Saturday 30 June 2012

Grading on a curve

Every day, for the past three days, someone has written a column about Nora Ephron, about her influence, about the sense of personal loss each columnist feels.

For myself, I think Ephron, for all her journalism, novels,  for all the movies she wrote or directed, will be chiefly remembered for the quasi-trilogy of romantic comedies:  When Harry Met Sally; Sleepless in Seattle, and You've Got Mail. Of these, I think You've Got Mail and Sleepless in Seattle were the lesser works, YGM being somewhat lesser than SiS.  They were charming, witty fairy tales (inspired, according to Ephron herself, not a little by Jane Austen).  In YGM, the heroine ends up falling magically for the very fellow who has engineered the demise of her small, revered bookshop --- but it's okay; he's fabulously wealthy and she can always go work in his box bookstore.  In SiS, a woman comes to see that you really shouldn't settle for the guy with an allergy, no matter how sweet he is and perfect for you; you should drop everything and go after the dream guy you heard on the radio.  I actually quite enjoyed these two films, all evidence to the contrary, but felt mightily manipulated and rather uneasy about what they seemed to be telling us.  Of course, matters probably weren't helped by the fact that SiS came out when I was the mother of one and YGM when I was the mother of two.  I didn't even see YGM in a cinema, but riddled with commercials on TV.  I didn't get out much in those days.

When Harry Met Sally was a different kettle of fish, and not just because I went to see it the day I first learned my mother-in-law was dying.  (It's a long story.)  We tend to forget that landmark films are landmark films, simply because they are so heavily imitated.  However, can you really think of a movie like WHMS coming out before 1989?  A lot of the columnists have mentioned Annie Hall, but that's Woody Allen seeing women through his own heavily filtered lens (albeit also with Gershwin tunes).  Both Sally and Harry emerge as fully-developed characters; we're seeing both their viewpoints.  We're also treated to the rather saner viewpoints of Marie and Jess, played to perfection by Carrie Fisher and the late Bruno Kirby. ("Promise me I'll never be back out there...")

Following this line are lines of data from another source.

PR #3054, opened 2026-07-31
refactor(database): replace GORM metadata stores

wolf31o2:
## Summary by cubic
Replaced GORM-based metadata with a shared SQL store built on `database/sql` and `sqlc`, unified SQL across backends, set SQLite as default, and tightened migration/cutover and shutdown. Updated docs to the new unversioned SQL store, narrowed supported storage backends in `README` to Badger/SQLite/GCS/S3, and CI now enforces cross‑dialect integration and `gorm` absence.

- **Refactors**
  - Added `database/plugin/metadata/sqlstore` owning pools, transactions, savepoints, readiness, and orchestration; a small dialect handles rebinding, quoting, param limits, read‑only isolation, bulk session tuning, and planner stats; generated queries stay internal. SQLite provider config includes a WAL writer, separate read pool, pragmas, migration locking, query/backup tracing, daily VACUUM, and avoids snapshot‑pool deadlock.
  - Deferred‑index manifest now carries explicit `table`/`name`; tests enforce no duplicates and resolvable entries.
  - Removed backend‑specific query packages and the MySQL metadata plugin; fully removed `gorm`; models are plain structs; `README`/`ARCHITECTURE.md`/`DATABASE.md` updated to shared store ownership and supported backends; Blockfrost/DB tests use `*sql.DB` and direct SQL.
  - Hardened adoption and shutdown: require a fresh metadata schema on cutover (with legacy schema validation before SQLite reference copy), preserve resumable migration state detection, make MySQL migration index replay idempotent, use portable SQLite file URIs, close asset‑batch cursors promptly, synchronize maintenance shutdown, close the admission gate atomically, add a guard when node settings are unexpectedly missing, and validate `utxorpc` v1beta query descriptors at startup.

- **Dependencies**
  - Removed `gorm.io/gorm`; added pinned `github.com/sqlc-dev/sqlc`; Makefile pins `SQLC_VERSION`.
  - CI runs `make sql-check` for `sqlc` generation drift, a portable `make gorm-check` to ensure `gorm` absence, and tagged cross‑dialect integration tests for `sqlstore` on Postgres/MySQL; removed redundant local database compose.

<sup>Written for commit 8f29b5724d826ae5352af540c9147d1ef0c67703. Summary will update on new commits.</sup>

<a href="https://cubic.dev/pr/blinklabs-io/dingo/pull/3054?utm_source=github" target="_blank" rel="noopener noreferrer" data-no-image-dialog="true"><picture><source media="(prefers-color-scheme: dark)" srcset="https://www.cubic.dev/buttons/review-in-cubic-dark.svg"><source media="(prefers-color-scheme: light)" srcset="https://www.cubic.dev/buttons/review-in-cubic-light.svg">Review in cubic</picture></a>


wolf31o2:
@cubic-dev-ai review

Makefile
```diff
@@ -89,6 +94,18 @@ proto: $(PROTOC) ## Generate Go code from protobuf definitions
...
 		$(ROOT_DIR)/midnight/proto/midnight_state.proto
 
+sql: ## Generate typed database/sql queries with pinned sqlc
+	$(SQLC) generate
+
+sql-check: sql ## Run sql, then fail when checked-in sqlc output is stale
+	git diff --exit-code -- database/plugin/metadata/sqlstore/internal/query
+
+gorm-check: ## Fail if the removed ORM returns to source or dependencies
+	@if rg -n 'gorm\.io|github.com/glebarez/sqlite|otelgorm' \
```
chrisguiney: **Blocking.** This guard can never fail, and I confirmed that from this PR's own CI run rather than by reading.

From the `go-test (Linux) (1.26.x)` log:

```
##[group]Run make gorm-check
make gorm-check
/bin/sh: 1: rg: not found
```

…and the step passed. The reason is the shell construct: `if rg …; then exit 1; fi` runs `rg`, gets exit 127 ("not found"), reads that as a false condition, skips the `exit 1`, and the recipe returns 0. A missing binary is indistinguishable from "no matches found."

ripgrep is not installed on GitHub's `ubuntu-latest` runners, so `gorm-dependency-absence` is green unconditionally. I reproduced the same silent pass locally.

Worth stressing: **the intent is currently satisfied** — I checked, and `gorm.io` appears zero times in `go.mod` and `go.sum`. So nothing is broken today. But the check that is supposed to keep it that way isn't actually watching, which is the failure mode you'd least want from a regression guard.

A couple of options, whichever you prefer:

```make
gorm-check: ## Fail if the removed ORM returns to source or dependencies
	@if grep -REn 'gorm\.io|github.com/glebarez/sqlite|otelgorm' \
		--include='*.go' --include='go.mod' --include='go.sum' .; then \
		exit 1; \
	fi
```

or keep `rg` and make its absence loud:

```make
	@command -v rg >/dev/null || { echo 'gorm-check requires ripgrep'; exit 1; }
```

`grep -RE` has the advantage of needing no tool that CI doesn't already have.

.github/workflows/go-test.yml
```diff
@@ -96,6 +96,10 @@ jobs:
         run: go build -tags dingo_extra_plugins ./cmd/dingo
       - name: go-build-minimal
         run: go build ./cmd/dingo
+      - name: sqlc-generation-drift
+        run: make sql-check
+      - name: gorm-dependency-absence
+        run: make gorm-check
```
chrisguiney, line 102: Flagging here as well as on the `Makefile`, since this is where the false assurance actually shows up.

This step currently passes on every run regardless of whether GORM is present, because `rg` isn't on the runner — see the detail and log excerpt on `Makefile`. Once the recipe is fixed this step is exactly right and worth keeping.

The neighbouring `sqlc-generation-drift` step, by contrast, does real work — I ran `make sql-check` and it correctly verified the checked-in `internal/query` output matches a fresh generation. Nice addition; that's the one that stops the generated layer from silently rotting.

database/plugin/metadata/sqlstore/dialect_integration_test.go
```diff
@@ -0,0 +1,321 @@
+//go:build dingo_db_integration
```
chrisguiney, line 1: This file is doing the most important validation in the PR, and almost nothing runs it.

After this change, PostgreSQL and MySQL no longer have hand-written query layers — they execute SQLite-authored SQL rewritten at runtime. This test is the only end-to-end check that the rewriting actually works against those engines. But it is behind `//go:build dingo_db_integration`, and that tag appears **nowhere** in `.github/workflows/` or the `Makefile`. There's no compose file, and the DSN defaults (`127.0.0.1:55432`, `127.0.0.1:53306`) point at services nothing in the repo provisions. So in practice it runs only if someone already knows it exists and hand-builds the environment.

Coverage is also narrower than it first looks — it exercises about **21 of 302** exported `Store` methods (~7%).

The good news, and I want to be clear about this: **I ran it, and it passes.** I brought up PostgreSQL 16 and MySQL 8 in containers on those exact ports:

```
--- PASS: TestPostgresSQLStoreIntegration (7.61s)
    INFO metadata schema migration complete version=1 name=v1alpha1
--- PASS: TestMySQLSQLStoreIntegration (31.54s)
    INFO metadata schema migration complete version=1 name=v1alpha1
```

So the DDL translation and the tested slice genuinely work on real engines. The gap is that none of that is reproducible in CI — a regression in the rewriting layer would land green.

A `compose.yaml` with these two services, a `make test-db-integration` target, and a CI job (even nightly rather than per-PR, given the runtime) would turn this from "verified once by whoever remembered" into an actual gate. Given three working backends were just replaced, that feels proportionate.

api/blockfrost/adapter_reward_history_test.go
```diff
@@ -1,570 +0,0 @@
-// Copyright 2026 Blink Labs Software
```
chrisguiney, line 1: Raising this gently, because the headline number is misleading and I want to be fair about it.

Repo-wide the PR goes from 4675 to 4190 test functions (−485), but the large majority of that is the *legitimate* collapse of triplicated per-backend suites — `mysql/`, `postgres/`, and `sqlite/` each carried their own copy, and consolidating to one shared store rightly consolidates those. Excluding the deleted backend packages the delta is only **4185 → 4148 (−37)**. That part is healthy.

Within that −37, though, a few DB-backed adapter tests were dropped rather than relocated, and this file is the one I'd most want back. It contained:

- `TestAccountRewardHistoryExcludesNonSpendableReward`
- `TestAccountRewardHistoryExcludesGuardedReward`

Those were the regression guards for the reward `spendable` filtering. At head I can't find an equivalent anywhere — the only surviving `RewardHistory` coverage is the `mockNode` in `blockfrost_test.go`, which returns a canned slice and so cannot exercise the SQL at all. There's no DB-level reward-history test in `database/` either; `shared_sqlstore_reward_parity_test.go` covers reward *state* rather than history exclusion.

That matters more than usual here precisely because the query layer underneath was just rewritten — this is exactly the kind of filtering that a SQL rewrite could silently drop, and it would now go unnoticed.

Same shape, lower stakes, for two others: `pools_list_test.go` (`TestHandlePoolsList*`, including the invalid-pagination and invalid-count cases) and `adapter_pool_metadata_validation_test.go` (the `RejectsEmptyContent` / `RejectsMissingRequiredField` / `RejectsInvalidFieldConstraint` set).

No need to restore them verbatim — porting the exclusion assertions down to the `sqlstore` level would arguably be a better home for them now.

database/plugin/metadata/sqlstore/dialect_queryer.go
```diff
@@ -0,0 +1,228 @@
...
+}
+
+func (q dialectQueryer) PrepareContext(
+	ctx context.Context,
+	query string,
+) (*sql.Stmt, error) {
+	return q.queryer.PrepareContext(ctx, q.translate(query))
+}
+
+func (q dialectQueryer) translate(query string) string {
```
chrisguiney, line 119: Crediting this, because it's the piece the whole cross-backend design rests on and I gave it a genuine try at breaking it.

My first probe extracted all 177 generated operational queries and prepared them against real MySQL with only `Rebind` applied. 53 failed — `ON CONFLICT … DO UPDATE`, `RETURNING id`, `"transaction"` as a double-quoted reserved identifier. That looked alarming until I found this function; the failures were **my probe bypassing `translate()`**, not a defect. Recording it here so the next reader doesn't repeat my mistake.

Re-run through the production path (`newDialectQueryer(db, dialect).PrepareContext`), against PostgreSQL 16 and MySQL 8:

```
PROBE[postgres]: 177 generated queries, 0 failed to prepare
PROBE[mysql]:    177 generated queries, 0 failed to prepare
```

So the rewriting genuinely covers the full generated surface on both engines. `translateMySQLUpsert`, `translateMySQLReturning`, and `translateMySQLReservedIdentifiers` between them handle every construct SQLite-authored SQL throws at MySQL here.

One observation rather than a request: doing this centrally — so generated sqlc output and hand-written inline SQL both get it — is the right call, and I verified nothing escapes it (`dbFromTxn` wraps every path; the bare `writeDB`/`readDB` references are only Ping/Stats/BeginTx/Close). The one thing that would make it more robust is that preparing every query on startup, or as a unit test against a schema-only fixture, would catch a future query that forgets one of these constructs. Right now that failure surfaces at runtime on whichever backend is unlucky.

Separately: `Dialect.SupportsReturning()` is declared but has no callers outside `dialect.go` — presumably vestigial now that `translateMySQLReturning` handles it, and safe to drop.

database/plugin/metadata/sqlite/backup.go
```diff
@@ -124,17 +121,42 @@ func (d *MetadataStoreSqlite) BackupTo(ctx context.Context, dstPath string) erro
 	return fsyncdir.Sync(dstDir)
 }
 
+// openSQLiteBackupDB opens a short-lived connection for VACUUM INTO. The
+// provider's write pool is deliberately single-connection; borrowing it can
+// deadlock a live snapshot when another metadata operation still owns that
+// connection. A dedicated connection preserves SQLite's WAL snapshot
+// semantics without contending with the pool's connection accounting.
+func openSQLiteBackupDB(ctx context.Context, databasePath string) (*sql.DB, error) {
```
chrisguiney, line 129: This one is a nice catch and the comment earns its place — worth saying so explicitly.

The reasoning is exactly right: the provider's write pool is deliberately capped at a single connection, so borrowing it for `VACUUM INTO` means a snapshot can block forever behind whatever operation currently owns that connection. Taking a dedicated short-lived connection sidesteps the pool's accounting entirely while still getting correct WAL snapshot semantics.

The pragma set on the backup DSN is consistent with the main pool (`journal_mode(WAL)`, `busy_timeout(30000)`, `foreign_keys(1)`), and `SetMaxOpenConns(1)`/`SetMaxIdleConns(1)` keeps the backup path from quietly becoming a second pool. The `PingContext` failure path closes the handle before returning, so a failed open doesn't leak an fd.

The `fsyncdir.Sync(dstDir)` above is the other half people usually miss — fsyncing the file doesn't persist its directory entry. Good to see both halves handled.

chrisguiney (changes requested):
Requesting changes, and I want to lead with this: the engineering here is strong and I found **no correctness defect**. The full suite passes under `-race`, the migration/adoption path is genuinely careful, and I verified the cross-backend SQL story empirically rather than taking it on trust. The items below are a CI guard that cannot fail, two red checks, and two coverage/verification asks — none of them are "this code is wrong."

## Verification performed

| Check | Result |
|---|---|
| `go build`, `go vet`, `golangci-lint` | clean, **0 issues** |
| Full suite `-race` — 28 pkgs (`database` 705s, `ledger` 889s, `api/*`, `midnight/*`, `ledgerstate`) | **all pass** |
| Root + `internal/...` `-race` — 17 pkgs | **all pass** |
| Conformance | pass |
| `make sql-check` (sqlc drift) | pass — generation reproducible |
| `make import-boundaries`, `make docs-parity` | pass |
| `modernize` | 13 findings, all `interface{}`→`any` in **generated** code (correctly left alone) |
| GORM in `go.mod`/`go.sum` | fully absent |

**Beyond the PR's claims**, I stood up real PostgreSQL 16 and MySQL 8 and ran the gated integration tests — both pass, migrations apply, and the regex DDL translation produces working schemas on both engines. I then wrote a throwaway probe that prepares **all 177 generated operational queries** through the production `dialectQueryer.translate()` path: **177/177 succeed on both Postgres and MySQL**. Details inline on `dialect_queryer.go`.

I also confirmed no SQL bypasses the dialect wrapper (`dbFromTxn` always wraps; raw pool handles are used only for Ping/Stats/BeginTx/Close), and that `CloseContext` holding `startMu` while waiting on `maintenanceDone` is **not** a deadlock, since the maintenance goroutine never takes that lock. The admission CAS (0→1→2) and the ctx-cancellable wait are sound.

## Blocking

1. **`gorm-check` is vacuously passing** — proven from this PR's own CI log. Inline on `Makefile`.
2. **CI is red**: `DCO` and `Conventional Commits` both fail. DCO matters given the signed-off-commit convention.

## Asks (not blocking correctness, but worth doing before this lands)

3. Postgres/MySQL end-to-end validation is run by nothing automated — inline on `dialect_integration_test.go`.
4. Some DB-backed API coverage was dropped rather than relocated — inline on the deleted `adapter_reward_history_test.go`.

## Reviewability

427 files, no linked issue, and no human-written description (the body is entirely cubic-generated). CodeRabbit skipped it outright — *"Review skipped: 426 files exceed the limit of 100."* For a change that replaces the entire metadata persistence layer, a few sentences on why now, what the cutover risk is, and what was verified on each backend would help a lot; splitting the mechanical deletions from the new `sqlstore` would help more. Entirely your call, but worth noting that automated review tooling could not process this as a single unit.

## What holds up well

- **Adoption is defensive in the right way.** `adoptExistingV1` validates the complete legacy column contract and refuses partial schemas with `ErrLegacySchema` *before* mutating anything, and defers the reference-input copy until after validation so an incomplete `utxo` table reports the right error instead of a misleading missing-column failure from the copy query.
- **Generated queries live in `internal/`, with `sql-check` guarding drift.** That is the right shape, and it verified clean here.
- **Net −55k lines** removing three parallel hand-written backends is a real simplification, and `DATABASE.md`/`ARCHITECTURE.md` were both updated to match.

## Minor

`CLAUDE.md:20` still says *"Update `DATABASE.md` for any change to **GORM models**"* — GORM is gone as of this PR and `CLAUDE.md` isn't in the diff. `DATABASE.md:118` likewise still refers to "every GORM model (~93 of them)". Both are one-line fixes.

Makefile
wolf31o2: Fixed in `a506060d`/`dae9c15b`. `gorm-check` now distinguishes matches (1), no matches (0), and scanner errors, and falls back to the runner's built-in `grep` when `rg` is unavailable. Verified with both the normal PATH and a PATH without `rg`; the GitHub failure exposed by this comment is resolved.

.github/workflows/go-test.yml
wolf31o2: Resolved alongside the guard fix. The workflow now keeps the real `gorm-check` and adds a `sqlstore-database-integration` step; `make sql-check` remains the generated-query drift gate.

database/plugin/metadata/sqlstore/dialect_integration_test.go
wolf31o2: Implemented in `a506060d`: added `database/plugin/metadata/sqlstore/compose.yaml`, `make test-db-integration`, and a PR CI step using the existing PostgreSQL/MySQL services. The Docker target passed the full gated integration suite locally against PostgreSQL 16 and MySQL 8.

api/blockfrost/adapter_reward_history_test.go
wolf31o2: Restored the two highest-value DB-backed API regressions in `api/blockfrost/adapter_reward_history_test.go`: non-spendable and guarded rewards are inserted through the shared SQL metadata store and asserted through `NodeAdapter.AccountRewardHistory`. The Blockfrost package and full tagged suite pass.

database/plugin/metadata/sqlstore/dialect_queryer.go
wolf31o2: Thanks for documenting the probe result. I reproduced the important part through the production path locally: all generated operational queries prepared successfully against PostgreSQL and MySQL. I left `SupportsReturning` unchanged because it remains part of the dialect capability contract even though translation currently handles the concrete SQL rewrite.

database/plugin/metadata/sqlite/backup.go
wolf31o2: Thanks — no further change was needed in the backup implementation. The dedicated connection, context-aware ping, tracing wrapper, bounded pool, pragmas, and directory fsync are covered by the existing lifecycle/backup tests; the full tagged suite passes.

database/plugin/metadata/sqlstore/store.go
```diff
@@ -0,0 +1,558 @@
...
+	conn := s.bulkConn
+	restoreErr := s.dialect.RestoreNormalMode(ctx, conn)
+	closeErr := conn.Close()
+	s.bulkConn = nil
+	return errors.Join(restoreErr, closeErr)
+}
+
+// UpdatePlannerStats refreshes backend planner statistics.
+func (s *Store) UpdatePlannerStats() error {
+	return s.dialect.UpdatePlannerStats(context.Background(), s.writeDB)
```
chrisguiney: **P1 — this hangs forever whenever bulk mode is active.**

`SetBulkLoadPragmas` checks out the *only* connection from the file-backed SQLite write pool (`SetMaxOpenConns(1)`, `sqlite/shared_sqlstore.go:133`) and parks it in `s.bulkConn`. This line then asks `s.writeDB` for a connection that can never be returned, and because it uses `context.Background()` there's no deadline to break the wait.

It's reachable deterministically, not just under a race: `mithril/sync.go:678` activates bulk mode for the rest of `Sync`, and `mithril/sync.go:1051` calls `node.RunPlannerStats` in API storage mode — so a Mithril sync in API mode wedges at `ANALYZE`.

Reproduced against the real store:

```go
store, _ := NewSQLStore(Config{DataDir: t.TempDir()}, metadata.ProviderDependencies{Logger: slog.Default()})
_ = store.Start(context.Background())
_ = store.SetBulkLoadPragmas()

done := make(chan error, 1)
go func() { done <- store.UpdatePlannerStats() }()
select {
case err := <-done:
    t.Logf("returned: %v", err)
case <-time.After(5 * time.Second):
    t.Error("DEADLOCK: blocked waiting for the write pool")   // <- this fires
}
```

You already solved exactly this hazard for `VACUUM INTO` in 0f77be41 by opening a short-lived dedicated `*sql.DB`. Either the same approach here, or routing through `bulkConn` when it's set (as `dbFromTxn` does), would fix it. A non-`Background` context would also turn a hang into a legible error.

database/plugin/metadata/sqlstore/store.go
```diff
@@ -0,0 +1,558 @@
...
+	}
+	return sqlTransaction.Commit()
+}
+
+func (s *Store) beginWriteTx(ctx context.Context) (*sql.Tx, error) {
+	s.bulkMu.RLock()
+	defer s.bulkMu.RUnlock()
+	conn := s.bulkConn
+	if conn != nil {
+		return conn.BeginTx(ctx, s.dialect.BeginOptions(false))
```
chrisguiney: **P1 — handing out the raw `*sql.Conn` loses the serialization the old code depended on.**

`database/sql` does **not** serialize concurrent `BeginTx` calls on a single `*sql.Conn` — `Conn.grabConn` has no in-transaction check, so the second caller issues a second `BEGIN` on the same session. I confirmed the contrast directly:

- `conn.BeginTx` twice on one `*sql.Conn` → `SQL logic error: cannot start a transaction within a transaction (1)`
- `db.BeginTx` twice on a pool with `SetMaxOpenConns(1)` → second call correctly **blocks** until the first finishes

That second behavior is what the pre-refactor code relied on: `postgres/database.go` pinned `SetMaxOpenConns(1)`/`SetMaxIdleConns(1)` on the *pool* during bulk load, so a second writer waited its turn. Going through a dedicated `Conn` converts that safe wait into a hard error.

Reproduced against the real store (SQLite, file-backed):

```
txn1 write err=<nil>
txn2 write err=SQL logic error: cannot start a transaction within a transaction (1)
```

Reachability: `mithril/sync.go:720-762` runs `importLedgerState` and `LoadBlobsWithDB` concurrently in an `errgroup` while bulk mode is active, and the loader goroutine writes metadata via `markImmutableUtxoOffsetsComplete` → `db.SetSyncState` (`internal/node/load.go:1140`). Worth flagging that the comment at `mithril/sync.go:675-677` — *"Enable bulk-load optimizations before launching parallel goroutines so both ... share the same pragma settings without racing"* — describes precisely the scenario this makes unsafe.

Two options that both preserve the intent: keep the old pool-pinning approach (session settings still apply, and the pool serializes for you), or guard `bulkConn` with a mutex held for the full lifetime of each transaction rather than just around `BeginTx`.

database/plugin/metadata/sqlstore/transaction_api.go
```diff
@@ -0,0 +1,488 @@
...
+		[]lcommon.TransactionInput,
+		0,
+		len(transaction.Inputs())+
+			len(transaction.Collateral())+
+			len(transaction.ReferenceInputs()),
+	)
+	allInputs = append(allInputs, transaction.Inputs()...)
+	allInputs = append(allInputs, transaction.Collateral()...)
+	allInputs = append(allInputs, transaction.ReferenceInputs()...)
+	for _, input := range allInputs {
```
chrisguiney, line 247: **P2 (non-blocking) — this is an N+1 that the previous implementation avoided.**

This loop issues one `QueryRowContext` per input, per collateral input, and per reference input, for every transaction. The pre-refactor path batch-fetched these into maps up front and then resolved them in memory — the old code even labelled it (`"failed to batch fetch input UTXO address keys (batched)"`, old `sqlite/transaction.go:~3470`), with `collectAddressTransactionsFromKeys` doing the in-memory join.

It's correctly gated to `types.StorageModeAPI` (`transaction_api.go:107`), so consensus-mode nodes are unaffected — but API mode is exactly where ingest throughput matters, and this is per-transaction on the block-apply path.

Restoring a batched lookup (one `WHERE (tx_id, output_idx) IN (...)` per transaction, chunked by the dialect's parameter limit, which `Dialect` already exposes) would recover the old behavior without giving up the shared-SQL structure. Happy to treat this as a follow-up if you'd rather keep this PR focused.

database/plugin/metadata/sqlstore/dialect_queryer.go
```diff
@@ -0,0 +1,231 @@
...
+	return query
+}
+
+// SQLite and PostgreSQL both accept double-quoted identifiers, while MySQL
+// treats double quotes as string delimiters unless ANSI_QUOTES is enabled.
+// Keep conversion here so every query path (including generated sqlc queries)
+// gets the same behavior without duplicating dialect branches in business
+// code. Shared SQL uses double quotes only for identifiers; values use the
+// standard single-quoted spelling.
+func translateMySQLReservedIdentifiers(query string) string {
```
chrisguiney, line 138: **Design note (non-blocking) — this layer is correct today but depends on invariants nothing enforces.**

The regex rewriting is a pragmatic way to keep one set of shared SQL, and I want to be clear it works: I parsed all 192 named statements under `queries/` and found **zero** violations of any of the assumptions below. The concern is purely about what happens the next time someone adds a query.

The four load-bearing assumptions:
1. Double quotes only ever delimit identifiers, never string literals — this function rewrites *any* double-quoted run to backticks, including one that happens to sit inside a single-quoted literal.
2. `ON CONFLICT ... DO UPDATE SET` never carries a trailing `WHERE` — `mysqlUpdatePattern` replaces only up to `SET`, so a conditional upsert would emit `ON DUPLICATE KEY UPDATE ... WHERE ...`, which MySQL rejects.
3. `RETURNING` is always exactly `RETURNING id` at end-of-statement — `returningIDPattern` won't match `RETURNING id, foo`, so the raw `RETURNING` would reach MySQL.
4. Upserted tables have at most one unique constraint — `ON CONFLICT (cols)` targets one constraint, whereas `ON DUPLICATE KEY UPDATE` fires on *any* of them.

None of these are violated now, and each fails loudly on MySQL rather than silently corrupting data (assumption 1 is the exception — it would rewrite quietly). A test asserting these properties over the parsed `queries/` tree would make the layer safe to extend without a MySQL expert in the loop.

Minor, separately: `VALUES()` in `ON DUPLICATE KEY UPDATE` (line ~210) is deprecated as of MySQL 8.0.20 in favor of aliased row references — worth a note for whenever the floor moves.

database/plugin/metadata/sqlstore/migrations/runner.go
```diff
@@ -0,0 +1,619 @@
...
+	hasUserTables, err := r.hasUserTables(ctx, conn)
+	if err != nil {
+		return err
+	}
+	stateTableExists, err := r.stateTableExists(ctx, conn)
+	if err != nil {
+		return err
+	}
+	if hasUserTables && !stateTableExists {
+		return fmt.Errorf(
```
chrisguiney, line 86: **Non-blocking — two small things on the resync UX.**

The clean-break decision reads as deliberate and it's documented well in `DATABASE.md`; no argument from me on the tradeoff, and the message is refreshingly actionable.

1. The message says *"delete the metadata database"*, but a node also has a Badger blob store. Deleting only the metadata DB leaves the blob store fully populated while metadata restarts at genesis. That won't error — `checkCommitTimestamp` returns early when the metadata timestamp is `<= 0` (`database/commit_timestamp.go:50-52`) — so the node starts and replays, but the operator is left with a stale blob store and no signal about it. Suggesting removal of the whole data directory would probably match what operators actually want.

2. Worth calling out prominently in the release notes rather than only surfacing at startup — for a mainnet operator this is a multi-hour/day resync, and it's the kind of thing that's much better known before the upgrade than after.

database/models/account.go
```diff
@@ -139,527 +131,12 @@ func (a *Account) TableName() string {
...
-	}
-	for _, columnType := range columnTypes {
-		if columnType.Name() != "tx_hash" {
-			continue
-		}
-		nullable, ok := columnType.Nullable()
-		return nullable, ok, nil
-	}
-	return false, false, nil
+func (AccountInactivityActivation) TableName() string {
```
chrisguiney: **P3 (non-blocking) — leftover GORM convention.**

There are 61 `TableName() string` methods still in `database/models/`. I checked and none of them have any caller, and no interface in the tree requires the method:

```
$ grep -rn "\.TableName()" --include='*.go' . | grep -v "func.*TableName" | wc -l
0
```

Since the PR's goal is a full GORM removal with plain-struct models, these are pure dead weight and dropping them would make the "no ORM" boundary self-evident. Mentioning it mostly because a stale reference like this tends to get cargo-culted into the next model someone adds.

chrisguiney (changes requested):
Thanks for taking this on — replacing the GORM layer with a shared `database/sql` + `sqlc` store is a big win, and the execution is impressive. Removing the per-backend query packages drops ~100k lines of duplication, the docs (`ARCHITECTURE.md`, `DATABASE.md`, `README.md`) are updated alongside the code, and CI now covers cross-dialect integration against real PG16/MySQL8 plus `sql-check`/`gorm-check`. I checked for duplicated code and found none introduced by this PR.

I ran the following locally against `df08066`:

| Check | Result |
|---|---|
| `go build ./...` | pass |
| `go test -race -count=1 ./...` | pass, exit 0, no races |
| `make import-boundaries` / `docs-parity` / `gorm-check` | pass |

I'm requesting changes on two concurrency defects in the bulk-load path that I was able to reproduce against the real store, plus the red required check. Everything else below is non-blocking.

### Blocking

1. **`UpdatePlannerStats` hangs indefinitely while bulk mode is active** — deterministic, reachable from `mithril.Sync` in API storage mode. Inline comment on `store.go`.
2. **Concurrent metadata write transactions fail while bulk mode is active** — a regression versus the old pool-pinning approach. Inline comment on `store.go`.
3. **Conventional Commits check is red.** Five non-merge commits lack the `type:` prefix: `df080663` ("refactor SQL metadata store"), `61611d42`, `c4c334e6`, `95c5053a`, `3bb841d0`. Not an issue if this lands as a squash using the PR title, but the gate is currently failing.

### Non-blocking
See inline comments on `transaction_api.go` (N+1 in API-mode ingest), `dialect_queryer.go` (unenforced translation invariants), `runner.go` (resync UX), and `models/account.go` (dead `TableName()` methods).

### Testing note
Per `CLAUDE.md`, this replaces the metadata store the ledger depends on (stake snapshots, pool state, nonces, pparams), so a DevNet run plus `./run-tests.sh --conformance` seems warranted before merge. Neither runs in CI today.

### Earlier bot findings that look already resolved
For whoever reviews next — I verified these cubic P1/P2s are fixed as of `df08066`, so they can be dismissed rather than re-investigated:
- `stake_denominator` **is** in the upsert set (`queries/sqlite/operational.sql:316`)
- The PostgreSQL migration lock **does** honor its timeout (`migrations/lock.go:84-87`)
- Address indexing **does** propagate non-`sql.ErrNoRows` errors (`transaction_api.go:251`)
- No `LastInsertId` remains in `pool.go`
- MySQL `DROP INDEX ... ON <table>` **is** dialect-specific (`dialect.go:91-96`)
- The `certDeposits` deregistration-refund concern is computed in the ledger and untouched here — pre-existing, out of scope for this PR

chrisguiney (approved):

You've Got Mail and Sleepless in Seattle are fluffy confections, but When Harry Met Sally is the feast, a cinematic classic.  YGM and SiS are pop songs; WHMS is a symphony.  You get the idea.

That said, none of my favourite bits of WHMS are on YouTube.  Most of them involve Carrie Fisher --- and that faked orgasm scene in the deli has been repeated to death, so I'm including my favourite scene from Sleepless in Seattle which has everything in it that made When Harry Met Sally great: witty yet realistic dialogue, and fabulous supporting performances, supplied in this case by Victor Garber and Rita Wilson, discussing two movies that are lesser works, but still beloved by somebody. I haven't seen either of them.